## Activity
Please copy every line with the string "order" from the entries below.
━━━━━ Task input ━━━━━
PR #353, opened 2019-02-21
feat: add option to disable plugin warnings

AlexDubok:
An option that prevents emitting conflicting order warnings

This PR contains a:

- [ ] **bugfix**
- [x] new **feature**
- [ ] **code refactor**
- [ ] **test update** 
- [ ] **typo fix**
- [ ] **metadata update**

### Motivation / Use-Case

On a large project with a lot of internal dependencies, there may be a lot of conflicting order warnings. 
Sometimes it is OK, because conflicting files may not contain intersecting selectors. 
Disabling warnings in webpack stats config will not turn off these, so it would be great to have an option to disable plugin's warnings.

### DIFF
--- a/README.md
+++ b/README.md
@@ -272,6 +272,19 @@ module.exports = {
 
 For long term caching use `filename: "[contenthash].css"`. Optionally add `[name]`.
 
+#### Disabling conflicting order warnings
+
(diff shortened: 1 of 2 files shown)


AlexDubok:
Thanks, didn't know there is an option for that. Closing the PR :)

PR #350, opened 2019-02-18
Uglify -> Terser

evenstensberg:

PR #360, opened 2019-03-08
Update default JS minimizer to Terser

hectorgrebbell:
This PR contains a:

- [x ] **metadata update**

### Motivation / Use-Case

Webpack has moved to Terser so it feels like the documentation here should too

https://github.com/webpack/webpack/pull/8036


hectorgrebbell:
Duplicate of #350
━━━━━
## Result of this task
An option that prevents emitting conflicting order warnings
On a large project with a lot of internal dependencies, there may be a lot of conflicting order warnings. 
+#### Disabling conflicting order warnings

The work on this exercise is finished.